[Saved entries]
· · · ·

PR #241, opened 2023-02-02
Update active learning mapper with new taxonomy IDs

bfhealy:
This PR updates the mapper for local active learning classifications and the latest Fritz taxonomy IDs.


mcoughlin (approved):
LGTM

PR #242, opened 2023-02-03
Allow classifications belonging to no groups to be replaced

bfhealy:
This PR allows the replacement of classifications belonging to no groups on Fritz. Currently `scope_upload_classification.py` will not identify a classification for deletion if its `groups` field is empty. In the case that sources in our current active learning group on Fritz overlap with our new sample and need their classifications replaced, this change will prevent the old classifications from remaining along with the new ones.


mcoughlin (approved):
Maybe leave a comment on what -1 is doing exactly.

bfhealy:
@mcoughlin Good idea!

PR #243, opened 2023-02-03
Post new sources using existing obj_ids and rework source annotations

bfhealy:
This PR makes additional changes to the classification upload process:

- Our active learning code generates `obj_id` values for all sources, and it is preferable to use these ids when posting sources (rather than have the code generate them at the time of upload). Since these AL sources are not yet posted to Fritz, if `-use_existing_obj_id` is set, the current `fritz.py` code would skip posting each source. Thus, the code is changed to treat these sources as new, even though `obj_id` is provided. Re-posting sources that already exist on Fritz is still avoided.

- The other major change in this PR is the restructuring of the annotation upload process, such that the `survey_id` used to identify unique sources (one of Gaia EDR3, AllWISE or PS1 IDs) can be posted with a 'SCoPe' origin instead of the `ztf_id` which is no longer used to identify unique sources.


tools/scope_upload_classification.py
```diff
@@ -177,17 +175,16 @@ def upload_classification(
...
-                        warnings.warn(
-                            "One source may have more than one ZTF ID. It is recommended to match to an exising source's obj_id by setting -use_existing_obj_id."
-                        )
+                        print("Attempting to match with survey_id annotation.")
                         annotations = src['annotations']
                         for annot in annotations:
-                            if annot['origin'] == ztf_origin:
-                                src_ztf_ids = [int(x) for x in annot['data'].values()]
-                                if ztfid in src_ztf_ids:
+                            if annot['origin'] == 'SCoPe':
```
mcoughlin, line 181: Don't we want this tunable? Or don't we care?

mcoughlin (approved):
LGTM. Small comment.

tools/scope_upload_classification.py
bfhealy: @mcoughlin Probability a good idea to make it tunable; just made the change

PR #248, opened 2023-02-08
Add feature imputation to downloads and fix filter bug

bfhealy:
This PR adds the option to impute missing features in `scope_download_classification.py`. It also fixes a bug that was assigning the wrong ZTF filter IDs to downloaded sources. This bug has not affected current active learning efforts.


mcoughlin (approved):
LGTM!

PR #249, opened 2023-02-13
Save downloaded sources from Fritz before getting features

bfhealy:
This PR modifies `scope_download_classification.py` to save an additional file containing each source in the specified Fritz group. This file is useful to save before the feature merging process begins, since that process can return 0, 1 or >1 rows for each source on Fritz.


mcoughlin (approved):
LGTM

PR #250, opened 2023-02-13
Rename galaxy to extended in golden dataset mapper

bfhealy:
All training sources on Fritz having the `galaxy` label now also have the `extended` label from the latest SCoPe Phenomenological Taxonomy. Thus, this PR renames `galaxy` to `extended` in both the golden dataset label mapper and the default config file. In the config file, two other classes with few positive examples also have a new `batch_size` argument in their hyperparameter info.


mcoughlin (approved):
LGTM

PR #252, opened 2023-02-14
Skip Kowalski filtering by n points if minobs is zero

bfhealy:
This PR allows the `get_field_ids` function within `get_quad_ids.py` to return ids for `ZTF_sources_...` catalogs, which do not contain the `n` entry created during feature generation. The `{"n" : {"$gt": minobs}}` filter parameter is now only included if `minobs` is nonzero. `get_field_ids` can now be used at the start of the feature generation process in addition to the inference process.


mcoughlin (approved):
LGTM

PR #253, opened 2023-02-14
Make saving ids optional in get_ids_loop

bfhealy:
This PR makes saving optional in `get_ids_loop`. The default remains to save the ids. The code now also prints the total number of IDs found.


mcoughlin (approved):
LGTM!

PR #254, opened 2023-02-15
Split get_lightcurves into two functions

bfhealy:
This PR splits the `get_lightcurves` function in `fritz.py` into two functions: `get_lightcurves_via_coords`, which replicates the original functionality and calls `get_lightcurves_via_ids`, which queries Kowalski based on the `_id` field directly. This change allows the user to get light curves from a list of ids without the need for a coordinate-based query, which will be useful for feature generation.

### DIFF
--- a/scope/fritz.py
+++ b/scope/fritz.py
@@ -133,7 +133,9 @@ def radec_to_iau_name(ra: float, dec: float, prefix: str = "ZTFJ"):
     return prefix + hms + dms
 
 
-def get_lightcurves(gloria, ra, dec, radius=2.0):
+def get_lightcurves_via_coords(
+    gloria, ra, dec, radius=2.0, catalog=None, program_id_selector=list([1, 2, 3])
+):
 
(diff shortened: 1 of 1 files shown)


scope/fritz.py
```diff
@@ -142,11 +144,9 @@ def get_lightcurves(gloria, ra, dec, radius=2.0):
...
     ]
 
-    # simply select last catalog
-    catalog = available_catalogs[-1]
-
-    # allow access to all data by default
-    program_id_selector = list([1, 2, 3])
+    if catalog is None:
+        # simply select last catalog
+        catalog = available_catalogs[-1]
```
mcoughlin, line 149: Maybe print or log what is used then?

mcoughlin (approved):
Small comment. Looks good.

scope/fritz.py
bfhealy: Agreed, just pushed that change.

PR #255, opened 2023-02-16
Add initial periodsearch from ztfperiodic

bfhealy:
This PR adds the periodsearch code from ztfperiodic to scope/tools. The code has been cleaned of unused variables/imports and a ztfperiodic utils dependency has been added to scope/utils.py.


mcoughlin (approved):
Ugly ;) Let's plan on cleaning it up when we can.

PR #493, opened 2023-09-27
Allow more path customization for feature generation/inference

bfhealy:
SCoPe code typically references a single `BASE_DIR` that contains the code along with input and output data. This PR adds more flexibility by allowing users to specify a `path_to_features` in the config file other than the base SCoPe directory. If this path is given, the `BASE_DIR` variable will be redefined in feature generation code and results will be saved to the specified directory. This is useful for generating features on a cluster, where the code's installation directory may not be ideal for saving larger files. 

Additionally, this PR makes use of the existing `path_to_preds` config entry to allow inference results to be saved in a directory other than the base code directory. Further testing will be done on Expanse to ensure the path updates work as intended.

(See also #488)

### DIFF
--- a/config.defaults.yaml
+++ b/config.defaults.yaml
@@ -1358,6 +1358,8 @@ feature_stats:
 
 # Below, specify algorithms, external catalogs and features to include in generated feature lists:
 feature_generation:
+  # Path to save generated features
+  path_to_features:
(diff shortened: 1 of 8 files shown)


mcoughlin (approved):
LGTM

PR #503, opened 2023-10-31
Fix CPU AOV algorithm bug, parallelize CE

bfhealy:
This PR fixes a bug in the CPU AOV period-finding code and parallelizes the CPU CE algorithm, which currently runs the slowest. The CE algorithm is now tested along with the LS algorithm in `config.defaults.yaml`. AOV is not tested because of the additional compilation/installation required.


mcoughlin (approved):
LGTM

PR #508, opened 2023-11-08
Add max_timestamp_hjd as argument in generate_features.py

bfhealy:
This PR allows `--max_timestamp_hjd` to be specified as an argument in `generate_features.py`, bringing it in line with other arguments that can be specified both in `config.yaml` and the feature generation script.


mcoughlin (approved):
LGTM

PR #511, opened 2023-11-21
WIP: Enable local feature generation/inference in single script

bfhealy:
This PR adds a script that runs feature generation/inference locally based on an input file of ra/dec and/or ZTF light curve IDs. WIP while adding code to run inference inline rather than through a shell script.


mcoughlin (approved):
Sorry @bfhealy. LGTM!

bfhealy:
No worries, thanks!

PR #513, opened 2023-12-08
Allow combine_preds.py to access config-specified fields

bfhealy:
This PR allows `tools/combine_preds.py` to access the inference fields specified at the end of `config.yaml` by adding the `--use_config_fields` argument. Since we tend to run inference and then combine DNN/XGB predictions for the same subsets of fields at a time, this will make it easier to expand scope classification results without duplicating compute effort on completed fields.


mcoughlin (approved):
LGTM

PR #516, opened 2023-12-12
add plots showing scores vs positive examples

jillhughes141:
This pr adds new plots to the Jupyter notebook showing the relationship between precision and recall scores vs number/positive training examples.


bfhealy (approved):
Thanks Jill, these are helpful new plots to have in the notebook!

PR #521, opened 2023-12-15
Check for completeness file before loading

bfhealy:
This PR ensures that a completeness file exists before attempting to load it, avoiding a potential error when generating a new file.


mcoughlin (approved):
LGTM

PR #525, opened 2023-12-27
Add runtime to feature generation logs

bfhealy:
This PR adds the total runtime to the outputs logged during feature generation. This will simplify future efforts to compare runtimes and the number of initial sources per quadrant (eliminating the present need to parse slurm email subject lines for runtimes).

PR #526, opened 2024-01-03
Refactor analyze_logs to use new runtime line

bfhealy:
This PR refactors `tools/analyze_logs.py` to use the feature generation runtime in the recently added last line of slurm log entries (see #525). The code no longer requires a separate text file with job IDs and runtimes from slurm emails.


mcoughlin (approved):
LGTM

PR #528, opened 2024-01-10
Check running jobs before feature generation job submission

bfhealy:
This PR modifies `tools/generate_features_job_submission.py` to count running jobs using `squeue` before submitting additional feature generation jobs. This allows each 48-hour run of the submission script to be run back-to-back with the next run (e.g. as a cron job), since the new instance of the script will have access to the current active job count.

The new code also makes more efficient use of real time by recognizing any failed jobs and queuing a new jobs to take their place. Previously any failures would restrict the max number of instances available for new jobs queued from the same script run. The user will still need to run another iteration of the script to re-run any failed jobs.

### DIFF
--- a/tools/generate_features_job_submission.py
+++ b/tools/generate_features_job_submission.py
@@ -267,6 +267,7 @@ if __name__ == '__main__':
     print('%d jobs remaining to queue...' % nchoice)
 
     if args.doSubmit:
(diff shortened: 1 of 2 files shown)


mcoughlin (approved):
LGTM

· · · ·

_What you should do_:
In the records above, locate every line with the string "then" and copy it.

_Worked solution_:
mcoughlin, line 149: Maybe print or log what is used then?
This PR allows `tools/combine_preds.py` to access the inference fields specified at the end of `config.yaml` by adding the `--use_config_fields` argument. Since we tend to run inference and then combine DNN/XGB predictions for the same subsets of fields at a time, this will make it easier to expand scope classification results without duplicating compute effort on completed fields.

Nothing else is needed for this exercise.